その時ちょうど賢治の父上が私の家におられましたが、賢治のそういう姿を見て舌打ちし、「困ったことをするものだ」といって眉根を暗くされました。
<『賢治随聞』(関登久也著、角川選書)より>
もちろん、法華経の信者であり賢治と同じ頃に入信した関のことだからこのように賢治を見ているのは当然といえば当然であろう。

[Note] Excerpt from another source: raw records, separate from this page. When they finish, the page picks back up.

Issue #160, opened 2018-08-28
Adding secondary CIDR Blocks


JohnnyC08:
I've come across an use case where I want to add a secondary CIDR Block and create new subnets with those blocks. I created my VPC with the module so I want to see if I can leverage it to do that.

With `aws_vpc_ipv4_cidr_block_association` we can associate new CIDR blocks, so maybe we can accept a list of `secondary_cidr_blocks` in the module definition and use the length to know how many associations to make.

Now the part I could use some guidance on is how to handle the dependency case. If I'm adding extra CIDR blocks and subnets. I want the vpc created and then the secondary associations created and then everything else created. 

I can take care of this if I get some guidance on how to handle the dependency structure of ensuring the VPC is created and then the associations occur. Maybe we can abstract the vpc resource to an inner module that takes the vpc information and the secondary cidr blocks, then the rest of the main file can reference that module.

Anyways, tell me what you think.

matthiasr:
@JohnnyC08 please do! I also need this and am about to re-do it based on your notes

antonbabenko:
[v1.41.0](https://github.com/terraform-aws-modules/terraform-aws-vpc/releases/v1.41.0) has been released.

PR #161, opened 2018-08-30
Add secondary CIDR block support using a local variable to derive the…

JohnnyC08:
Addresses https://github.com/terraform-aws-modules/terraform-aws-vpc/issues/160

Use a local variable with the `aws_vpc_ipv4_cidr_block_association` resource to assign as there are many secondary CIDR blocks..

To  ensure the secondary blocks get assigned before subnet creation so we can also pass in the subnets utilizing the new CIDR blocks to `private_subnets` and `public_subnets` respectively.

I believe that will work. Please tell me what you think! I like to add tests and I saw some kitchen stuff, if you want me to add some additional tests to that, then I would be more than happy to do that.

### DIFF
--- a/README.md
+++ b/README.md
@@ -166,7 +166,8 @@ Terraform version 0.10.3 or newer is required for this module to work.
 | assign_generated_ipv6_cidr_block | Requests an Amazon-provided IPv6 CIDR block with a /56 prefix length for the VPC. You cannot specify the range of IP addresses, or the size of the CIDR block | string | `false` | no |
 | azs | A list of availability zones in the region | string | `<list>` | no |
 | cidr | The CIDR block for the VPC. Default value is a valid CIDR, but not acceptable by AWS and should be overridden | string | `0.0.0.0/0` | no |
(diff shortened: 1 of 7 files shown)


matthiasr:
Ha dang, just when I got my version of this into shape and went to submit it did I see this 😄 

@JohnnyC08 I also wrote an example, I put it in #162 but since this was all your idea, do you want to just pull that one over?

JohnnyC08:
@matthiasr I just checked your PR and it was beautiful!  I am going to add your example and the output you added! I am so mad I forgot to add that as well 😠 

:) Thanks for helping me make this better.

JohnnyC08:
@matthiasr Thank you so much for the wonderful example and the reminder to add the output

antonbabenko:
Thank you guys for putting this feature together!

It looks solid, and I will give it a try and update some things here and there to be consistent with the rest of the module during next couple hours.

antonbabenko:
Thanks, guys!

[v1.41.0](https://github.com/terraform-aws-modules/terraform-aws-vpc/releases/v1.41.0) has been released.

PR #175, opened 2018-10-01
Fix/amazon side asn - fix for #149

tbugfinder:
fix for #149 

https://github.com/terraform-aws-modules/terraform-aws-vpc/issues/149


tbugfinder:
maybe should build on top of the PR

PR #176, opened 2018-10-01
change to Amazon default ASN (as per API)

tbugfinder:
https://docs.aws.amazon.com/cli/latest/reference/ec2/create-vpn-gateway.html


antonbabenko:
Thanks @tbugfinder !

PR #179, opened 2018-10-15
Create input "create_database_internet_gateway_route"

lukvdborne:
This will allow easy creation of publicly accessible RDS endpoints instead of having to add a separate `aws_route` resource next to/outside of the `module "vpc { .. }"` block.

Default value is false for full backward compatibility.


antonbabenko:
[v1.49.0](https://github.com/terraform-aws-modules/terraform-aws-vpc/releases/tag/v1.49.0) has been released with this feature.

PR #212, opened 2019-02-11
Add support old db_subnet_group naming (before the move to the registry)

schmidp:
Hi,

not sure if something like this is wanted, but I transitioned to this repo and I added this compatibility flag so the database security group naming stays the same.

All the best, Philipp


antonbabenko:
Thanks for the PR, but I don't think there is a need to have this module so much compatible to the one which was there before.

Things in this module have moved forward very much. This module is more than a year old already.

PR #213, opened 2019-02-12
Added option to create ECR api and dkr endpoints

michieldhadamus:
Not sure if it is better to keep this out of the module but useful for current project I'm working on.


antonbabenko:
Thanks Michiel!

[v1.55.0](https://github.com/terraform-aws-modules/terraform-aws-vpc/releases/v1.55.0) has been released.

PR #214, opened 2019-02-12
Add lambda subnet

cwcoffman:
Updates to main.tf, variables.tf, outputs.tf, and README.md to add optional Lambda subnets, per emerging best practices: https://docs.aws.amazon.com/lambda/latest/dg/best-practices.html#lambda-vpc

### DIFF
--- a/README.md
+++ b/README.md
@@ -108,7 +108,8 @@ By default, the module will determine the number of NAT Gateways to create based
 ```hcl
 database_subnets    = ["10.0.21.0/24", "10.0.22.0/24"]
 elasticache_subnets = ["10.0.31.0/24", "10.0.32.0/24"]
-private_subnets     = ["10.0.1.0/24", "10.0.2.0/24", "10.0.3.0/24", "10.0.4.0/24", "10.0.5.0/24"]
+private_subnets     = ["10.0.1.0/24", "10.0.2.0/24", "10.0.3.0/24" , "10.0.4.0/24", "10.0.5.0/24"]
+lambda_subnets      = ["10.0.1.0/24", "10.0.2.0/24", "10.0.3.0/24"]
 redshift_subnets    = ["10.0.41.0/24", "10.0.42.0/24"]
 intra_subnets       = ["10.0.51.0/24", "10.0.52.0/24", "10.0.53.0/24"]
 ```
@@ -130,9 +131,9 @@ If `one_nat_gateway_per_az = true` and `single_nat_gateway = false`, then the mo
 
 By default, if NAT Gateways are enabled, private subnets will be configured with routes for Internet traffic that point at the NAT Gateways configured by use of the above options.
 
-If you need private subnets that should have no Internet routing (in the sense of [RFC1918 Category 1 subnets](https://tools.ietf.org/html/rfc1918)), `intra_subnets` should be specified. An example use case is configuration of AWS Lambda functions within a VPC, where AWS Lambda functions only need to pass traffic to internal resources or VPC endpoints for AWS services.
+If you need private subnets that should have no Internet routing (in the sense of [RFC1918 Category 1 subnets](https://tools.ietf.org/html/rfc1918)), `intra_subnets` should be specified. An example use case is configuration of AWS Lambda functions within a VPC, where AWS Lambda functions only need to pass traffic to internal resources or VPC endpoints for AWS services. 
  
-Since AWS Lambda functions allocate Elastic Network Interfaces in proportion to the traffic received ([read more](https://docs.aws.amazon.com/lambda/latest/dg/vpc.html)), it can be useful to allocate a large private subnet for such allocations, while keeping the traffic they generate entirely internal to the VPC.
+Since AWS Lambda functions allocate Elastic Network Interfaces in proportion to the traffic received ([read more](https://docs.aws.amazon.com/lambda/latest/dg/vpc.html)), it can be useful to allocate a large private subnet for such allocations, while keeping the traffic they generate entirely internal to the VPC.  For this purpose, we have also added the optional `lambda_subnets` option per best practices ([read more](https://docs.aws.amazon.com/lambda/latest/dg/best-practices.html#lambda-vpc)).  
 
 You can add additional tags with `intra_subnet_tags` as with other subnet types.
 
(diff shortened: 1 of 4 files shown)


antonbabenko:
Hi Chad!

I am not sure I understand the difference between new `lambda_subnets` and existing `intra_subnets`. If necessary `intra_subnets` can be as large as you want. Could you double check, please.

cwcoffman:
Anton;

The intra subnets I can see are only for internal (network) use - no access to the public.  The Lamba subnet is basically a mirror of the 'private' subnet, but only for use by Lambdas.  Put differently, it's for the use case where Lambda functions need access to the internet.  This is one of the most commonly recommended patterns by AWS for Lambdas in a VPC.

I can see the argument, that you might want some lambdas to be private as well, and I certainly sympathize with wanting to keep this module clean.  Our challenge is that we are finding that, based on best practice, a) we need a truly separate subnet for only lambdas (address space for ENIs), and b) we are also finding that internet access to the internet through a NAT Gateway is usually needed.  The reason we landed on this for all our Lamba functions is that it's pretty rock solid security if they are only accessing the internet through the NAT Gateway - so why not do it all the time.

Look forward to your feedback and .. BTW thanks so much for doing this!!!

FernandoMiguel:
A private subnet, is a private subnet... No matter if it is for Web servers, or for RDS subnet groups.

So, create just another subnet and use it for lambda 


FYI do keep in mind very soon aws is changing the away ENI are attached to lambda, reducing the start time

cwcoffman:
You could make the same argument for “database_subnets”.  Why make a separate subnet for DB?

It is still best practice to create a subnet dedicated to Lambas, per AWS recommendation. From: https://docs.aws.amazon.com/lambda/latest/dg/best-practices.html
•  Create dedicated Lambda subnets in your VPC:

  *   This will make it easier to apply a custom route table for NAT Gateway traffic without changing your other private/public subnets. For more information, see Configuring a Lambda Function to Access Resources in an Amazon VPC<https://docs.aws.amazon.com/lambda/latest/dg/vpc.html>
  *   This also allows you to dedicate an address space to Lambda without sharing it with other resources.

antonbabenko:
`database_subnets` exists because there is a way to create database subnet group and database routing table if necessary.

I agree with what @FernandoMiguel is saying and with the fact that AWS is working on changing the slow part related to ENI and cold-starts.

I think it is better to keep this module smaller and I don't think we need to add support for dedicated `lambda_subnets`.

cwcoffman:
Thank you, gentlemen, I appreciate the look.

Just for clarity, however, my concerns are not slowness related to cold starts.  It’s strictly around scaling up/down, and reserving the IP space.  In addition, as I indicated, this is a best practice.  I’ll plan to keep our fork internal, and continue to maintain internally as you make updates.  I do hope you’ll consider this best practice (again, from AWS, not me) as you move forward with additional design.

antonbabenko:
Can you use `private_subnets` and allocate `/17` CIDR blocks? `/17` gives 32K of IPs. Sounds like a lot to me.

FernandoMiguel:
I've not kept up with this module in depth.
But years ago I forked it to have multiple private subnets. 

I remember seeing last year a PR to add support for N number of subnet.

Which brings to my original suggestion :
Can't you just create more private subnets and label them lambda? 
(assuming the PR I mentioned has been

cwcoffman:
I totally love that idea, Fernando!  I’m not sure how I missed that, but it looks like this is a possibility.  I’m not sure, however, that this was implemented, but this would be far preferable so that it is extensible.

My understanding was that this:

[cid:image001.png@01D4C37B.8546CB30]


Requires an implementation like this – put differently, this is for listing the CIDR ranges, rather than listing the subnet names to be created.

[cid:image002.png@01D4C37B.8546CB30]

This was why I created the new, named subnet.  Looking forward to your feedback!

FernandoMiguel:
sorry @cwcoffman but you need to post to github... email will mangle all your replies and not included attachemnts

cwcoffman:
Thanks for the feedback @FernandoMiguel - I cleaned up the posts and will only use Github in the future.

FernandoMiguel:
technically i don't oppose having named subnets :)
just dont see the need for one called lambda
if this PR allows for adding N private subnets, I would use it...
heck, i'm forking this for that sole reason

cwcoffman:
@FernandoMiguel - I actually like your approach better, as named subnets are probably OK, but having 'types' of subnets that can be named and extended for whatever purpose is definitely better for the community.  When your fork is in, I'd love to see it!

FernandoMiguel:
eh... i never got to clean it up and push it 
ROFL
i actually need to do the opposite... pull master to mine.. i'm quite far behind

but as far as i remember, the only reason was pretty much just needing 4 private named subnets

it doesnt scale ... it's just hardcoded 4 sets of private subnets.

so feel free to improve yours to included N and label them :D

antonbabenko:
I think it would be a good idea to support the tagging of individual resources (like subnets) by index, like this?
```
# terraform.tfvars
private_subnet_tags_index = {
  0 = {"Name" = "private-for-lambda", "purpose" = "lambda"}
  1 = {"Name" = "private-for-everything", "purpose" = "everything"}
}
```

Would this be sufficient for discovering subnets using data source?

cwcoffman:
Anton - love this idea. If we had n number of private, intra, public subnets and the ability to tag like this, I think that would be pretty ideal.  Then as services / best practices change, we can respond with new and improved infrastructure fairly rapidly.

FernandoMiguel:
my only problem with that data structure in TF <0.12 is that if you want to delete one of the index, it will destroy and recreate all the following resources, right?

a bit dangerous

antonbabenko:
@FernandoMiguel It won't delete/recreate resources because tags can be changed without downtime and `private_subnet_tags_index` is a `map`, not `list`, so it won't be recreated if middle-element changes.

syalam:
> I think it would be a good idea to support the tagging of individual resources (like subnets) by index, like this?
> 
> ```
> # terraform.tfvars
> private_subnet_tags_index = {
>   0 = {"Name" = "private-for-lambda", "purpose" = "lambda"}
>   1 = {"Name" = "private-for-everything", "purpose" = "everything"}
> }
> ```
> Would this be sufficient for discovering subnets using data source?

+1 - this is an elegant way of keeping private subnets agnostic of different workloads/requirements

antonbabenko:
Closing this PR.

PR #270, opened 2019-05-26
Upgrade Docker Image to fix CI

Skaronator:
Not sure if this is enough to fix CI.


antonbabenko:
I am not paying almost any attention to CI checks for a rather long time, so thanks for an update!

PR #276, opened 2019-06-03
Adds support to create a subnet to be used by a VPC based elasticsearch domain

jeffsteinmetz:
Adds support to create a subnet to be used by a VPC based elasticsearch domain.
(Does not create the elasticsearch domain, just the subnets)

### DIFF
--- a/README.md
+++ b/README.md
@@ -25,6 +25,7 @@ These types of resources are supported:
 * [DHCP Options Set](https://www.terraform.io/docs/providers/aws/r/vpc_dhcp_options.html)
 * [Default VPC](https://www.terraform.io/docs/providers/aws/r/default_vpc.html)
 * [Default Network ACL](https://www.terraform.io/docs/providers/aws/r/default_network_acl.html)
+* Elasticsearch Subnet - A set of subnets within a VPC where a VPC based elasticserach domain can be launched.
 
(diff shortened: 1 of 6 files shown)


jeffsteinmetz:
Example of the result after a `terraform apply` using this PR

Subnets___VPC_Management_Console

antonbabenko:
Jeff, I am going to close this PR because there is no such type of subnet as "elasticsearch" in AWS. It can be any type of subnet (public or private), and this module already allows to create such generic types of subnets.

jeffsteinmetz:
Thank you, I am now wondering with this existing module, can you create multiple private subnets with different naming schemes?
The idea would be to create a private subnet for EC2 docker images, and a "different" private subnet for use with elasticsearch.
The goal was to create another subnet, isolated from any other private subnets.

antonbabenko:
Currently, this module does not have support for different naming schemas but it is possible to use a different length of `azs` and `private_subnets`, for example, look at this example: https://github.com/terraform-aws-modules/terraform-aws-vpc/blob/master/examples/issue-44-asymmetric-private-subnets/main.tf#L15-L18

Also, you can create subnets as `private_subnets` using this module and use a slice of them for different purposes in your code. Eg, values with index 0-2 - private; index 2-4 - elasticsearch.

Issue #250, opened 2019-05-03
Could we add the option to use a NAT instance rather than a NAT gateway in the VPC?


bmacauley-reward:
NAT gateways start to get expensive when you have many accounts and VPC's

Would it be possible to add the option to use the older NAT instance instead of the NAT gateway? If had the option to set the instance size as well, we could scale down to micro's or nano's

https://www.theguild.nl/cost-saving-with-nat-instances/

Jetbrains example...
https://github.com/jetbrains-infra/terraform-aws-vpc-with-private-subnets-and-nat

sirket:
You may be better off simply using single_nat_gateway = true rather than running NAT instances. An undersized NAT instance coupled with a developer who suddenly decides to push a bunch of traffic can result in dropped traffic and hard to troubleshoot problems. A single NAT gateway won't have that issue while also saving money. For a dev or testing account the loss of redundancy shouldn't pose any problems. For production accounts the problems with NAT instances outweigh any cost savings.

bmacauley-reward:
Agreed... NAT gateways for production

But i would like NAT instances for non-prod....with the ability to turn them off at scheduled times to save cost

bonovoxly:
Custom configurations may require a NAT instance. This would be a useful feature.

antonbabenko:
This is out of scope for this module as mentioned in #281 

Closing this issue.

PR #281, opened 2019-06-06
Added basic support for an Ubuntu 18.04 NAT instance gateway

bonovoxly:
# Description

This PR attempts to address #250 .

It adds support for a NAT instance gateway, using Ubuntu 18.04 as the AMI. Note that it requires an AWS keypair to be created and named first. 

Hopefully the conditionals are sound, I did test back and forth going from an AWS managed NAT gateway to an instance, and it seemed to work well.

### DIFF
--- a/README.md
+++ b/README.md
@@ -113,6 +113,24 @@ This module supports three scenarios for creating NAT gateways. Each will be exp
 
 If both `single_nat_gateway` and `one_nat_gateway_per_az` are set to `true`, then `single_nat_gateway` takes precedence.
 
+## NAT Instance Gateway
+
+This module also supports the use of an Ubuntu 18.04 NAT instance gateway. To use a NAT instance:
+
+* Create a keypair, and upload that to EC2. Note the name.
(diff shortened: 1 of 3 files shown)


bonovoxly:
I'm going to close this; it opens a pandoras box of things to deal with that might not be worth it.

antonbabenko:
Bill, if you have time and interest, I think it would be a better idea to improve [this NAT instance module](https://github.com/terraform-community-modules/tf_aws_nat) which we already have, add support for integration with it and document in details with examples how this can be done.

bonovoxly:
Roger that, @antonbabenko . It's a bummer, I found a fairly clean solution, but I worry that the amount of options that someone may want.

Regardless, I can reopen the PR if there's enough demand for a simple ubuntu nat gateway.

antonbabenko:
I agree, there are lots of details and options always.

No need to open if you are not going to work on it. _I am chasing and closing/resolving issues. Fewer issues = less work for me._ :)

PR #297, opened 2019-06-27
Abstract simple-vpc module attributes into variables with defaults

sover02:
# Description

The simple-vpc example is super useful! I know it's meant to be an example, but users may not want the default availability zones, or a couple of other variables so I abstracted them into variables.

There is no change to deployment if variables aren't specified.

### DIFF
--- a/examples/simple-vpc/main.tf
+++ b/examples/simple-vpc/main.tf
@@ -10,11 +10,11 @@ data "aws_security_group" "default" {
 module "vpc" {
   source = "../../"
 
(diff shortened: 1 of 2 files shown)


antonbabenko:
Thanks for the PR, but the main reason why there are very small usage of variables, locals and other features in examples is to make it obvious for users to know what values are expected and let it up to a user to decide how to provide them.

sover02:
Faire enough, makes sense.

PR #299, opened 2019-07-05
feat: tags templating

antonu17:
# Description

Firstly, thanks a lot for a great job on the module!
This is more like a feature request rather than a pull-request at this point.
Background: there were a bunch of VPCs created by different tools, including kops. At some point, we decided to import all VPCs resources to a single terraform configuration, using this marvelous module. But we have a craving to keep some of our tags including "Name" matching certain format.

Here is a naive implementation in 0.12 syntax which allows us to define specific resources' tags like this

    private_route_table_tags = {
      "Name"                    = "private-%az%.%name%"
      "kubernetes.io/kops/role" = "private-%az%"
    }

Does it make sense? Has anyone else faced the same needs?


gillg:
Seems to need to be closed...

PR #300, opened 2019-07-08
Add IPv6 support (Terraform 0.12 edition)

StephenKing:
Add variable `enable_ipv6` to allow enabling IPv6 support (resulting in passing `assign_generated_ipv6_cidr_block` to `aws_vpc`).

Enabling IPv6 support further results in an egress-only internet gateway being provisioned and routing tables of subnets being adjusted.

Additional variables allow to choose the indices out of the /64 subnet based on the assigned /56 range.

This is based on @bcenker's work in #16 as well as @dekimsey's on #218, but based on a clean master branch (after the Terraform 0.12 upgrade).

### DIFF
--- a/variables.tf
+++ b/variables.tf
@@ -21,36 +21,36 @@ variable "assign_generated_ipv6_cidr_block" {
 }
 
 variable "enable_ipv6" {
-  description = "Assigns ipv6 subnets and routes"
+  description = "Assigns IPv6 subnets and routes"
   default     = false
 }
 
 variable "private_subnet_ipv6_prefixes" {
-  description = "Assigns ipv6 subnet id based on the Amazon provided /56 prefix base 10 integer (0-256). Must be of equal length to the corresponding ipv4 subnet list"
+  description = "Assigns IPv6 subnet id based on the Amazon provided /56 prefix base 10 integer (0-256). Must be of equal length to the corresponding IPv4 subnet list"
   default     = []
   type        = "list"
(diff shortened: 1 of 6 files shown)


variables.tf
```diff
@@ -20,6 +20,40 @@ variable "assign_generated_ipv6_cidr_block" {
   default     = false
 }
 
+variable "enable_ipv6" {
+  description = "Assigns IPv6 subnets and routes"
+  default     = false
+}
+
+variable "private_subnet_ipv6_prefixes" {
```
StephenKing: Strictly speaking.. those are not prefixes, but more the.. indices of the prefixes? Suggestions?

dekimsey: Agreed, they aren't. They are the last octet of the given ipv6 prefix. IPv6 docs tends to be prefix based, so I chose that. Admittedly, it's not a great name, but I couldn't for the life of me figure out what a better way to describe the fact they are an enumerated list of the last octet in an IPv6 prefix such as `2001:db8::ff00:42:83XX`. I explicitly didn't go with index or slice because I didn't want it to be confused as an index of another list.

So maybe `..._subnet_ipv6_octet`?

StephenKing: What about giving an example in the description? While it already suggests 0-256, an example like `[0, 1, 2]`might make it clearer. The description (and the topic) feels pretty complex :-)

antonbabenko:

PR #303, opened 2019-07-20
Add vpc name

hootieben:
# Addition of Name Output And CircleCI Fixes

- Added vpc_name as an output
- Modified circleci checks:
  - Install missing curl binary for tflint checks
  - Add default aws region required by aws module
  - Modified init and validate steps to traverse directories
  - Removed invalid (in 0.12.x) -check-variables flag

### DIFF
--- a/outputs.tf
+++ b/outputs.tf
@@ -624,7 +624,7 @@ output "azs" {
   value       = var.azs
 }
 
-output "vpc_name" {
+output "name" {
   description = "The name of the VPC"
   value       = var.name
 }
--- a/outputs.tf
+++ b/outputs.tf
@@ -624,3 +624,7 @@ output "azs" {
   value       = var.azs
 }
 
+output "vpc_name" {
+  description = "The name of the VPC"
+  value       = var.name
+}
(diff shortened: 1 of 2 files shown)


outputs.tf
```diff
@@ -624,3 +624,7 @@ output "azs" {
   value       = var.azs
 }
 
+output "vpc_name" {
+  description = "The name of the VPC"
+  value       = var.name
```
antonbabenko: I don't think there is `name` as an attribute here - https://www.terraform.io/docs/providers/aws/r/vpc.html

hootieben: Correct, it's not an exported reference from the aws provider, it's something that's being pulled from the input variables (like AZS above it there). Our organization has a small number of VPCs so we've found it helpful to reference the name from a remote_state lookup.

antonbabenko: Right, let's call output `name` instead of `vpc_name`. Make a change and I will merge it right away.

hootieben: Ahh yes, you're correct, that's the better method. I'll make that change.

antonbabenko:
Thanks, Ben!

[v2.9.0](https://github.com/terraform-aws-modules/terraform-aws-vpc/releases/v2.9.0) has been just released.

PR #309, opened 2019-07-29
remove extra unused route

tushar00jain:
The database route "aws_route.database_nat_gateway" is not utilised in any route table association and is a duplicate of aws_route.private_nat_gateway

### DIFF
--- a/main.tf
+++ b/main.tf
@@ -181,18 +181,6 @@ resource "aws_route" "database_internet_gateway" {
   }
 }
 
-resource "aws_route" "database_nat_gateway" {
-  count = var.create_vpc && var.create_database_subnet_route_table && length(var.database_subnets) > 0 && false == var.create_database_internet_gateway_route && var.create_database_nat_gateway_route && var.enable_nat_gateway ? local.nat_gateway_count : 0
-
-  route_table_id         = element(aws_route_table.private.*.id, count.index)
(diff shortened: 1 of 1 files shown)


antonbabenko:
This is used when a user wants to route database subnets via NAT gateway.

I think so :)

bryantbiggs:
Though it may not be used by many, it still is a valid resource to provide NAT translation for traffic originating in the database subnets and therefore it will be kept in scope of the module

bmickunas:
I think this is actually bug rather than useless. Shouldn't the `route_table_id` parameter reference the database route table instead of the private route tables?

So change:
`route_table_id         = element(aws_route_table.private.*.id, count.index)`

to this:
`route_table_id         = element(aws_route_table.database.*.id, count.index)`

DrFaust92:
@bmickunas, i think you are right. @antonbabenko/ @bryantbiggs thoughts?

i would consider a dedicated nat for database subnet, otherwise it makes the private subnet more of a proxy in this case (which is fine)

bmickunas:
I have a project using 2.0.0. How should I go about creating a tag for v2.0.1 with the same fix I have in #476?

antonbabenko:
This has been fixed in #476, and [v2.48.0](https://github.com/terraform-aws-modules/terraform-aws-vpc/releases/v2.48.0) has been just released.

Thanks everyone!

PR #28, opened 2015-10-28
Added obm setting check when posting or patching in nodes api

iceiilin:
Only enclosure node supports Panduit OBM settings, so adding check of invalid obm settings when user post or patch this info.
In this implementation, compute node only supports ipmi obm settings, and enclosure node only supports Panduit.

https://hwjiraprd01.corp.emc.com/browse/MAG-222

Related PRs:
https://github.com/RackHD/on-tasks/pull/55
https://github.com/RackHD/on-core/pull/22

### DIFF
--- a/lib/api/nodes.js
+++ b/lib/api/nodes.js
@@ -164,14 +164,31 @@ function nodesRouterFactory (
      *     HTTP/1.1 404 Not Found
      *     {
      *       "error": "Not Found"
-     *      }
+     *     }
+     *     HTTP/1.1 400 Bad Request
+     *     {
+     *       "message": "Service xxx is not supported in node type xxx"
+     *     }
      */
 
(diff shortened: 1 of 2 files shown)


iceiilin:
@benbp

benbp:
Yep, good points. @iceiilin. :+1: 

Also, note for the future, perhaps if we touch this code later on it would be a good idea to refactor some of the logic into methods within the new nodes-api-service file that @anhou has just created as part of https://github.com/RackHD/on-http/pull/34 ?

benbp:
Just waiting on 2nd +1s for the on-core/on-tasks PRs, then we can merge.

anhou:
:+1: 
@iceiilin @benbp note here, I'll create a story to refactor the methods codes in lib/api/nodes.js to lib/services/nodes-api-service.js

PR #31, opened 2015-10-30
Fix ODR-260 and provide solution for RHEL/CentOS 7 network setting failure issue

pengz1:
To fix ODR-260 and provide solution for RHEL/CentOS 7 network setting failure issue in some cases (apply to ODR-319). 
* ODR-260: RHEL/CentOS bootstrap failed to set network on D51 sometimes
* Fix issue that T41 network setting won't take effective until we reboot OS manually after RHEL7/CentOS7 bootstrapping (part of ODR-319).

I tested this change with configuration of (RHEL7/CentOS7+T41), (RHEL7+D51). All network settings are good and it solved RHEL7/CentOS7 network related issues we have seen before.

### DIFF
--- a/data/templates/centos-ks
+++ b/data/templates/centos-ks
@@ -9,7 +9,7 @@ keyboard 'us'
 timezone America/Los_Angeles --isUtc
 firewall --enabled --http --ssh
 selinux --permissive
-bootloader --location=mbr --driveorder=sda --append="crashkernel=auth rhgb"
+bootloader --location=mbr --driveorder=sda --append="crashkernel=auth rhgb net.ifnames=0 biosdevname=0"
 services --enabled=NetworkManager,sshd
 network --device=<%=macaddress%> --noipv6 --activate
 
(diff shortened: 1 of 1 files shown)


stuart-stanley:
well crap. -1 -1 -1 -1 -1 -1 -1
The issue that spawn this wasn't fixed by it in the real deployment. In fact, during deployment testing, the .ifname=0 (going back to trusting the old-style kernel names) showed inconsistent naming during installs: a few times eth0 got mapped to the first mez card, most other times it got mapped to the 2nd mez.

We need to revert this, since it will also mess up regression tests because of the name changes again.
@benbp can you do that directly, or does another PR need to be created with the change backed out?

benbp:
@stuart-stanley a new PR has to be created, but there should be a revert button right above your comment that you can click to auto-generate that PR.

stuart-stanley:
@benbp no such luck. (Though I'm now a collaborator instead of just a sympathizer now ;)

また逆に、周りの多くの人々から当時このように賢治が敬慕されていたということはほぼなかったであろう。それは父親政次郎からしてそうであって、賢治のこの寒行を苦々しく思ってした父の”舌打ち”はまさしくその心の内の現れであったであろう。
3 賢治自身の認識
それでは賢治自身はこの「寒行」についてどう思っていたのであろうか。それは賢治が大正10年1月中旬、保阪嘉内に宛てた手紙から窺える。そこには
…(略)…このときあなたの為すべき様は
まづは心は兎にもあれ
甲斐の国駒井村のある路に立ち
数人或は数十人の群の中に
南無妙法蓮華経
と唱へる事です。
決して決して私はあなたにばかりは申し上げません。実にこの様にして私は正信に入りました。滝ノ口御法難六百五十年の夜(旧暦)私は恐ろしさや恥づかしさに顫えながら燃える計りの悦びの息をしながら、(その夜月の沈む迄座って唱題しやうと田圃から立って)花巻町を叫んで歩いたのです。知らない人もない訳ではなく大抵の人は行き遭ふ時は顔をそむけて行き過ぎては立ちどまってふりかへって見てゐました。盛岡の農学校では化学の一年が見学に来てゐてその一群にもあひました。向こふは校歌を唱ってゐたのです。その夜それから讃ふべき弦月が中天から西の黒い横雲を幾度か潜って山脉に沈む迄それから街に鶏が鳴く迄唱題を続けました。…(略)
<『校本 宮沢賢治全集 第十四巻』(筑摩書房)より>
<註>”滝ノ口御法難六百五十年”とはこの校本よれば大正9年の10月23日とのことである。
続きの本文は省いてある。